# I'm off tomorrow!



## Lina (Apr 26, 2007)

Just wanted to let you all know that I will be gone as of tomorrow for the next two weeks (not that it really matters, LOL)! I'm off to Brazil to visit family and just relax at the beach! I will miss Kubrick so so much! I'm already hugging him a lot and trying not to think about him here without me too much. :Cry:

I taught FH how to brush Kubrick and he does pretty well, though I'm sure I'll come home to at least SOME matts as he's not as careful about it as I am. Oh well. Hopefully it won't be too bad.

Plus, I'll miss the forum too! eace:


----------



## maryam187 (Jul 18, 2007)

Oh no, bye bye Lina! Have a great trip and think of us when you get some Brazilian summer-sun! Kubrick will have a ball with FH!!!


----------



## Beamer (Jan 29, 2007)

Hi Lina!

Wow! 2 weeks in Brazil sounds nice! I'm sure the weather is much nicer in Brazil than NYC.. lol

I'm sure Kubrik will be fine! Atleast he gets to stay with your fiance....

Have a safe flight and trip!

Ryan


----------



## Guest (Jan 8, 2008)

Lina..

I hope you have a wonferful time and enjoy taking LOTS of pictures with your new camera! :whoo: :grouphug:

BTW..can't you log onto the forum from Brazil???


----------



## Julie (Feb 8, 2007)

Have a safe and fun trip Lina.....Kubrick will be just fine!:hug:
:ear:Lots of ear lickies waiting for you when you return..:ear:...just think of those!:ear:


----------



## ama0722 (Nov 28, 2006)

Enjoy some fun in the sun for me as well!

Amanda


----------



## Paige (Sep 12, 2006)

Enjoy your trip Lina, I'm sure FH will do fine with Kubrick.


----------



## irnfit (Nov 21, 2006)

If FH has a problem grooming Kubrick, he can send him to me for a few days. Shelby would love to see him. :biggrin1: Have a great trip and send back some summer.


----------



## Havtahava (Aug 20, 2006)

Have a wonderful time, Carolina! I hope your trip is wonderful all the way around!

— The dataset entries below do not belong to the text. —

PR #10971, opened 2019-02-07
Update dotenv.rst

JackPotte:
By default it tries to install an incompatible version with SF 3.4:

```

  Problem 1
    - Conclusion: don't install symfony/symfony v3.4.22
    - Conclusion: remove symfony/symfony v3.4.21
...
```

### DIFF
--- a/components/dotenv.rst
+++ b/components/dotenv.rst
@@ -17,7 +17,7 @@ Installation
 
 .. code-block:: terminal
 
-    $ composer require --dev symfony/dotenv
+    $ composer require --dev symfony/dotenv v3.4.21
 
 Alternatively, you can clone the `<https://github.com/symfony/dotenv>`_ repository.
 
--- a/components/dotenv.rst
+++ b/components/dotenv.rst
@@ -17,7 +17,7 @@ Installation
 
 .. code-block:: terminal
 
-    $ composer require --dev symfony/dotenv v3.4.21
+    $ composer require --dev symfony/dotenv:^3.4
 
 Alternatively, you can clone the `<https://github.com/symfony/dotenv>`_ repository.
 


xabbuh:
Can you show how your `composer.json` file looked like when you ran that command?

JackPotte:
It's my employer one so I can just reveal this:
```
    "require": {
        "php": "~7.2",
        "symfony/symfony": "~3.4",
...
```

xabbuh:
Well, we *could* update the command to look like this:

```
composer require --dev symfony/dotenv:^3.4
```

But, I still wonder why you would want to do that in your case. The `symfony/symfony` package already includes the Dotenv component.

JackPotte:
We are just migrating from from SF2 to 3, and we've decided to install Dotenv in a second time.

xabbuh (approved):

xabbuh:
Be careful with this though. The fact that you are able to do so is only because you are using an older version of Composer that had a bug which allowed it. Once you update to IIRC Composer 1.7.2 or higher you won't be able to install packages from the lock file you create with that anymore.

javiereguiluz (changes requested):
@xabbuh I disagree with this change. We can't do this just for one component. Also, I don't understand why we need this.

xabbuh:
Without any version constraint Composer will try to install the version 4 of the Dotenv component. But yes we probably need to make that change in other places then too for consistency.

OskarStark:
But you pointed out that Symfony already included the dotenv component in a working version. If they want to update it, it’s a user land problem which should not be reflected in the docs

I share the opinion of Javier and I am against merging this change.

xabbuh:
The whole installation command is only necessary if you do not have the `symfony//symfony` package installed. But for these cases we should have instructions that install package versions which are compatible with the version of the docs.

JackPotte:
@javiereguiluz so let me rephrase the bug: anyone who has SF 3.4.21 and copies the SF 3.4 dotenv installation command will get the error "remove symfony/symfony v3.4.21"!

It general: it has nothing to see with a particular user environment.

OskarStark (commented):
This should be done throughout the whole docs at once to have “consistent” state

OskarStark:
@javiereguiluz shall the —dev option be on the end?

javiereguiluz:
If we're going to do this, we'll need to do it for all components, so we've created #12347 to replace this one.

@JackPotte thanks for reporting this issue and I'm sorry it took us so long to deal with this.

PR #10975, opened 2019-02-08
Update web_link.rst

alexsoyes:
When trying this command : ` composer req web-link`, i got :

```
  [InvalidArgumentException]        
  Could not find package web-link.  
```

### DIFF
--- a/web_link.rst
+++ b/web_link.rst
@@ -50,7 +50,7 @@ To do that, first install the WebLink component:
 
 .. code-block:: terminal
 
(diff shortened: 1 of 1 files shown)


xabbuh (approved):
When using Flex (which we usually assume) the package should be found without the vendor prefix. But I think we do include it everywhere else to be more explicit. So let's do that here too.

javiereguiluz:
Thanks ... and congrats on your first Symfony Docs contribution!

PR #10976, opened 2019-02-08
 Fix forward method link / set to controller trait

migo315:
Method has moved to controller trait.


javiereguiluz:
@migo315 although you are technically right, the Controller classes use the trait, so they also have those methods. We decided to keep it this way (in 4.2 branch and master we changed it to use "AbstractController" instead of "Controller") because it makes it much easier to understand.

Advanced developers won't have any problem finding the real source of those methods and they'll see that come from a trait that they can use in their own classes. Thanks!

PR #10979, opened 2019-02-11
Php unit latest version not compatible with symfony 4.2

xavierkaitha94:
The latest version of php unit test (Version 8.2) is not compactable with symfony 4.2


javiereguiluz:
@xavierkaitha94 thanks for this contribution. However, I prefer to close this without merging it. Why? Because this is likely to be a temporary issue with Symfony's code and it will be resolved "soon".

If the error persists, please open an issue in this other repo: https://github.com/symfony/symfony and provide some details about the error you see. Thanks!

PR #10982, opened 2019-02-11
Added a note about the deprecations of DateTimeType

javiereguiluz:
Documents https://github.com/symfony/symfony/pull/28721.


xabbuh:
I think I would update the description for these options in 3.4 already because they even do not make sense there. You just get meaningful feedback now. If you agree with that, I will send a PR later tonight.

xabbuh:
see #11004

PR #10983, opened 2019-02-11
Added a short section about "Setting Environment Variables for Processes"

### LINKED ISSUE #10967: [Process] Document that environment variables are inherited to child processes
As discussed in https://github.com/symfony/symfony/issues/29722, environment variables are inherited to a child process unless specified otherwise.

It may lead to confusion when trying to run command in other environment with `--env=test` (even in different app). I suggest that something like this is added to https://symfony.com/doc/current/components/process.html (or maybe a whole section with a more detailed explanation):

> **Caution:** Environment variables are always inherited to child process unless you pass `['APP_ENV' => false, 'SYMFONY_DOTENV_VARS' => false]` when creating new instance of `Symfony\Component\Process\Process`.

javiereguiluz:
Fixes #10967.

### DIFF
--- a/components/process.rst
+++ b/components/process.rst
@@ -132,22 +132,21 @@ Setting Environment Variables for Processes
 -------------------------------------------
 
 The constructor of the :class:`Symfony\\Component\\Process\\Process` class and
-all its methods related to executing processes (``run()``, ``mustRun()``,
-``start()``, etc.) allow passing an array of environment variables to set before
+all of its methods related to executing processes (``run()``, ``mustRun()``,
+``start()``, etc.) allow passing an array of environment variables to set while
 running the process::
 
     $process = new Process(['...'], null, ['ENV_VAR_NAME' => 'value']);
     $process = Process::fromShellCommandline('...', null, ['ENV_VAR_NAME' => 'value']);
     $process->run(null, ['ENV_VAR_NAME' => 'value']);
-    // ...
 
-These environment variables are automatically inherited by child processes. You
-can prevent that setting the following env vars to ``false``::
+In addition to the env vars passed explicitly, processes inherit all the env
+vars defined in your system. You can prevent this by setting to ``false`` the
+env vars you want to remove::
 
-    // ...
     $process = new Process(['...'], null, [
         'APP_ENV' => false,
-        'SYMFONY_DOTENV_VARS' => false
+        'SYMFONY_DOTENV_VARS' => false,
     ]);
 
 Getting real-time Process Output
--- a/components/process.rst
+++ b/components/process.rst
@@ -128,6 +128,28 @@ environment variables using the second argument of the ``run()``,
     // On both Unix-like and Windows
     $process->run(null, ['MESSAGE' => 'Something to output']);
 
+Setting Environment Variables for Processes
+-------------------------------------------
+
+The constructor of the :class:`Symfony\\Component\\Process\\Process` class and
+all its methods related to executing processes (``run()``, ``mustRun()``,
+``start()``, etc.) allow passing an array of environment variables to set before
+running the process::
+
+    $process = new Process(['...'], null, ['ENV_VAR_NAME' => 'value']);
+    $process = Process::fromShellCommandline('...', null, ['ENV_VAR_NAME' => 'value']);
+    $process->run(null, ['ENV_VAR_NAME' => 'value']);
+    // ...
+
+These environment variables are automatically inherited by child processes. You
+can prevent that setting the following env vars to ``false``::
+
+    // ...
+    $process = new Process(['...'], null, [
+        'APP_ENV' => false,
+        'SYMFONY_DOTENV_VARS' => false
+    ]);
+
 Getting real-time Process Output
 --------------------------------
 


components/process.rst
```diff
@@ -128,6 +128,28 @@ environment variables using the second argument of the ``run()``,
     // On both Unix-like and Windows
     $process->run(null, ['MESSAGE' => 'Something to output']);
 
+Setting Environment Variables for Processes
+-------------------------------------------
+
+The constructor of the :class:`Symfony\\Component\\Process\\Process` class and
+all its methods related to executing processes (``run()``, ``mustRun()``,
```
OskarStark:
```suggestion
all of its methods, related to executing processes (``run()``, ``mustRun()``,
```

components/process.rst
```diff
@@ -128,6 +128,28 @@ environment variables using the second argument of the ``run()``,
...
+``start()``, etc.) allow passing an array of environment variables to set before
```
OskarStark:
```suggestion
``start()``, etc.), allow passing an array of environment variables to set before
```

components/process.rst
```diff
@@ -128,6 +128,28 @@ environment variables using the second argument of the ``run()``,
...
+running the process::
+
+    $process = new Process(['...'], null, ['ENV_VAR_NAME' => 'value']);
+    $process = Process::fromShellCommandline('...', null, ['ENV_VAR_NAME' => 'value']);
+    $process->run(null, ['ENV_VAR_NAME' => 'value']);
+    // ...
+
+These environment variables are automatically inherited by child processes. You
+can prevent that setting the following env vars to ``false``::
```
OskarStark:
```suggestion
can prevent that by setting specific env vars to ``false``::
```

components/process.rst
```diff
@@ -128,6 +128,28 @@ environment variables using the second argument of the ``run()``,
...
+
+    // ...
+    $process = new Process(['...'], null, [
+        'APP_ENV' => false,
+        'SYMFONY_DOTENV_VARS' => false
+    ]);
+
```
OskarStark: overall I would use `APP_ENV` in both code blocks and remove the second one (SYMFONY_DOTENV_VARS) in the lower code block

OskarStark (changes requested):

components/process.rst
```diff
@@ -128,6 +128,28 @@ environment variables using the second argument of the ``run()``,
...
+    $process = new Process(['...'], null, ['ENV_VAR_NAME' => 'value']);
+    $process = Process::fromShellCommandline('...', null, ['ENV_VAR_NAME' => 'value']);
+    $process->run(null, ['ENV_VAR_NAME' => 'value']);
+    // ...
+
+These environment variables are automatically inherited by child processes. You
+can prevent that setting the following env vars to ``false``::
+
+    // ...
```
OskarStark: imo this is only noise

components/process.rst
```diff
@@ -128,6 +128,28 @@ environment variables using the second argument of the ``run()``,
...
+    $process = new Process(['...'], null, [
+        'APP_ENV' => false,
+        'SYMFONY_DOTENV_VARS' => false
```
OskarStark: If you keep this, you should add this:
```suggestion
        'SYMFONY_DOTENV_VARS' => false,
```

components/process.rst
```diff
@@ -128,6 +128,28 @@ environment variables using the second argument of the ``run()``,
...
+
+The constructor of the :class:`Symfony\\Component\\Process\\Process` class and
+all its methods related to executing processes (``run()``, ``mustRun()``,
+``start()``, etc.) allow passing an array of environment variables to set before
+running the process::
+
+    $process = new Process(['...'], null, ['ENV_VAR_NAME' => 'value']);
+    $process = Process::fromShellCommandline('...', null, ['ENV_VAR_NAME' => 'value']);
+    $process->run(null, ['ENV_VAR_NAME' => 'value']);
+    // ...
```
OskarStark: imo this is only noise

OskarStark:
Thank you @javiereguiluz, this is very helpful! 👍

components/process.rst
javiereguiluz: I don't think this suggestion is correct. This doesn't apply to "all methods" ... but to "all methods which are related to executing processes". Do you still think we should reword the original to make it more clear?

components/process.rst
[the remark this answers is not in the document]
javiereguiluz: I don't understand this. Env vars should be set before the process starts to execute, right? Otherwise, if you start setting the env vars at the same time that you start executing the process ... the env vars won't be available for the process, right?

components/process.rst
```diff
@@ -128,6 +128,28 @@ environment variables using the second argument of the ``run()``,
...
+
+These environment variables are automatically inherited by child processes. You
```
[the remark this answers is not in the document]
javiereguiluz: I need some help trying to understand this in practice. Imagine this command:

```php
$process = new Process(['foo'], null, ['APP_ENV' => 'test']);
```

`foo` command is run with `APP_ENV=test` and if `foo` starts new processes or runs commands, they will use `APP_ENV=test` too. OK.

But here we are saying, if you want to prevent that, set the env var to `false`:

```php
$process = new Process(['foo'], null, ['APP_ENV' => false]);
```

OK, so child processes now don't use `APP_ENV=test` ... but the main `foo` command doesn't either, right?

Question: how can I define an env var for a command ... and prevent defining it for its child processes? Thanks.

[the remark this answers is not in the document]
nicolas-grekas: A running `Process` instance *is* a child process. We don't make a difference between a child process and its sub-children. That's not out responsibility at all.

components/process.rst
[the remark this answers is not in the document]
nicolas-grekas: When you run a process, you pass several things at the same time with no order - they all have to be set to start the program: the command line, its pipes (stdin,stderr, etc), and its env vars.

components/process.rst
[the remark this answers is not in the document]
javiereguiluz: Now I understand. Thanks!

components/process.rst
javiereguiluz: I prefer to keep the `ENV_VAR_NAME => 'value'` example in the first code block to show the generic form ... in the second example we show some specific env vars to make it more concrete.

components/process.rst
```diff
@@ -128,6 +128,27 @@ environment variables using the second argument of the ``run()``,
...
+Setting Environment Variables for Processes
+-------------------------------------------
+
+The constructor of the :class:`Symfony\\Component\\Process\\Process` class and
+all of its methods related to executing processes (``run()``, ``mustRun()``,
+``start()``, etc.) allow passing an array of environment variables to set while
+running the process::
+
+    $process = new Process(['...'], null, ['ENV_VAR_NAME' => 'value']);
+    $process = Process::fromShellCommandline('...', null, ['ENV_VAR_NAME' => 'value']);
```
OskarStark: do we need both lines?

javiereguiluz: Here we're trying to display multiple different ways to set up env vars. Thats's why we have several lines.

Diane, bite your tongue! I hope she is having way too good of a time to even think of logging in from there. It is only two weeks.


----------



## suzyfrtz (Nov 12, 2007)

The trip sounds wonderful! Be safe and have fun!

Suzy


----------



## Leeann (Feb 28, 2007)

Lina, have a wonderful time relaxing in the sun and spending time with your family.

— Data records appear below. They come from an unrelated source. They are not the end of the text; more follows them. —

PR #11110, opened 2019-03-08
Fixed the "applies to" of the Callback constraint

javiereguiluz:
I've checked the source code of all constraint validators to see if the "applies to" was correct ... there was only one issue.


HeahDude:
Awesome! Thank you!

PR #11114, opened 2019-03-08
adding docs about configurable flex paths

weaverryan:
Hi friends!

Flex is a bit configurable, but it wasn't documented anywhere.

See https://twitter.com/beausimensen/status/1101863042797789192

### DIFF
--- a/setup/flex.rst
+++ b/setup/flex.rst
@@ -268,6 +268,36 @@ manual steps:
 #. Remove the ``bin/symfony_requirements`` script and if you need a replacement
    for it, use the new `Symfony Requirements Checker`_.
 
+Customizing Flex Paths
+----------------------
+
+The Flex recipes make a few assumptions about your project's directory structure.
+Some of these assumptions can be customized by adding a key under the ``extra``
+section of your ``composer.json`` file. For example, to tell Flex to copy any
+PHP classes into ``src/App`` instead of ``src``:
+
+.. code-block:: json
+
+    {
+        "...": "...",
+
+        "extra": {
+            "src-dir": "src/App"
+        }
+    }
+
+The configurable paths are:
+
+* ``bin-dir``: defaults to ``bin/``
+* ``config-dir``: defaults to ``config/``
+* ``src-dir`` defaults to ``src/``
+* ``var-dir`` defaults to ``var/``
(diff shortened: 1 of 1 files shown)


setup/flex.rst
```diff
@@ -268,6 +268,36 @@ manual steps:
...
+
+* ``bin-dir``: defaults to ``bin/``
+* ``config-dir``: defaults to ``config/``
+* ``src-dir`` defaults to ``src/``
+* ``var-dir`` defaults to ``var/``
+* ``public-dir`` defaults to ``public/``
+
+If you customize these paths, some files copied from a recipe still may contain
+references to the original path. In other words: you may need to update some things
+manually after a recipe is installed.
```
HeahDude: Maybe we should also note that official recipes do not need such extra treatment, because they use `%PUBLIC_DIR%` placeholder.
We could even mention that cause as advice for creating custom/contributed recipes.

HeahDude (commented):
Really nice addition, thanks!

OskarStark (approved):

OskarStark:
Why did you add this to the 3.4 milestone @HeahDude?
4.2 is targeted here 🤔

HeahDude:
Yes the target branch should be changed ;).

setup/flex.rst
javiereguiluz: @HeahDude are you saying that using things like `%PUBLIC_DIR%` is mandatory for official recipes but not for community recipes? Why? It should be mandatory for both, right?

HeahDude: >are you saying that using things like %PUBLIC_DIR% is mandatory for official recipes but not for community recipes
No I'm not 😅 
Just saying that we should document that fact too while document contrib recipes here https://github.com/symfony/recipes/blob/master/README.rst#copy-from-recipe-configurator.
It's shown in the example but never really explain.
If we were to do it here I suggest to add a note and even a link to that section.

javiereguiluz: Thanks. I've created https://github.com/symfony/recipes/pull/545 to better explain this ... but I don't think we should add more links between them. Each repo explains this a bit differently to adapt to their readers.

javiereguiluz:
Thanks Ryan! Merged it in 3.4.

Dont worry about us, we will all still be here when you get back..


----------



## Callalilly (Apr 30, 2007)

Lina,

Have a great time and don't worry. We'll be waiting for stories and pictures when you get back! 

I hope this comes out right.........

Tenha uma viagem segura


Lisa


----------



## Guest (Jan 8, 2008)

Havtahava said:


> Have a wonderful time, Carolina! I hope your trip is wonderful all the way around!
> 
> Diane, bite your tongue! I hope she is having way too good of a time to even think of logging in from there. It is only two weeks.

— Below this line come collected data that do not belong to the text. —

PR #11115, opened 2019-03-08
Added a note about virtual machine for local build

HeahDude:

### DIFF
--- a/README.markdown
+++ b/README.markdown
@@ -33,3 +33,6 @@ $ docker build . -t symfony-docs
 # (if it's already in use, change the '8080' port by any other port)
 $ docker run --rm -p 8080:80 symfony-docs
 ```
+
+If you use a virtual machine use its ip instead of the localhost to access the
+server (i.e `http://192.168.99.100:8080`).


README.markdown
```diff
@@ -33,3 +33,6 @@ $ docker build . -t symfony-docs
 # (if it's already in use, change the '8080' port by any other port)
 $ docker run --rm -p 8080:80 symfony-docs
 ```
+
+If you use a virtual machine use its ip instead of the localhost to access the
+server (i.e `http://192.168.99.100:8080`).
```
javiereguiluz: What would be the real full command to execute in this case? This one?

```
docker run --rm -p http://192.168.99.100:8080:80 symfony-docs
```

HeahDude: Yes, do you prefer that I inline it all with both the comment below the other one? I hesitated.

HeahDude: No sorry the command is the same, just the access is different.

HeahDude: The real diff when using a VM is:
```diff
- http://127.0.0.1:8080
+ http://IP_VM:8080
```

javiereguiluz:
Thanks Jules.

PR #11117, opened 2019-03-08
Revamped the main security reference article

### LINKED ISSUE #11102: The SecurityBundle config reference is incomplete
At least the `hide_user_not_found` option of the firewall is missing, which is how I identified this. But this is not the only one (`access_control` is not in the reference either, but this one is at least documented elsewhere)

javiereguiluz:
This documents the missing global security options and cleans up the existing reference. There are still a ton of missing config options ... but I'll fix that in a future PR.

Fixes #11102.


reference/configuration/security.rst
```diff
@@ -22,19 +22,376 @@ key in your application configuration.
...
+* `session_fixation_strategy`_
+
+**Advanced Options**:
+
+* `access_control`_
+* `acl`_
+* `encoders`_
+* `firewalls`_
+* `providers`_
+* `role_hierarchy`_
```
wouterj: Isn't it a bit strange that the core featurs of the security component (access control, firewalls, providers & role hierarchy) are placed as "Advanced options"? And something very small (`access_denied_url`) is placed as nr 1 option to use?

I think an average application uses the second list of options more than the first list. As this is a reference, I don't think it nessarily as to focus on "beginners": that's the goal of the guides. This has to be a complete as possible list of options (and imo, ordered by frequent usage).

Opps, sorry..thoughts are from a forum addict!:biggrin1:


----------



## Laurief (Nov 7, 2006)

Lina, have a wonderful trip!! At least Kubrick will be with his 2nd favorite person!!! He will do fine - go an enjoy!!


----------



## Thumper (Feb 18, 2007)

Hav a wonderful trip!  

Gosh, if I left Gucci with my DH for 2 weeks, I'd come home to one spoiled rotten dog! lol, he's worse than I am if that is even possible. lol the worst case scenario is Kubrick could end up corded..and actually, that would look pretty hot! hehe

Take lots of pics!
Kara


----------



## KristinFusco (Jun 5, 2007)

Carolina,

Have the best time ever!

Kubrick will be fine with DF, I know I was so worried when we left Lito with our aunt and uncle to go to Italy but he had the best time and they spoiled him rotten. I am sure that will be the case with Kubrick and DF. Let me know when you have some free time, maybe the boys and I can meet up wtih you!

~Kristin


----------



## mckennasedona (Feb 20, 2007)

Lina, Have a wonderful time. Kubrick will do fine with your fiance.


----------



## Lo01 (Jul 22, 2007)

Lina,
Have a safe and enjoyable trip. I'm sure Kubrick is in very good hands.

All the best. 

*'Lo*


----------



## Poornima (Jun 29, 2007)

Have a great trip, Lina. I am sure you will get a fantastic welcome from Kubrick. He and your FH will have a nice time bonding.

Best,
Poornima


----------



## Denise (Nov 21, 2007)

*Enjoy*

Hi Lina,

Have a wonderful and safe trip!

Denise


----------



## pjewel (Apr 11, 2007)

Lina,

I can't believe the time is here already. When you first started talking about it the trip seemed so far away. I know you'll have a wonderful time. If you get too lonely, have FH take a movie and you can see your sweet Kubrick in action.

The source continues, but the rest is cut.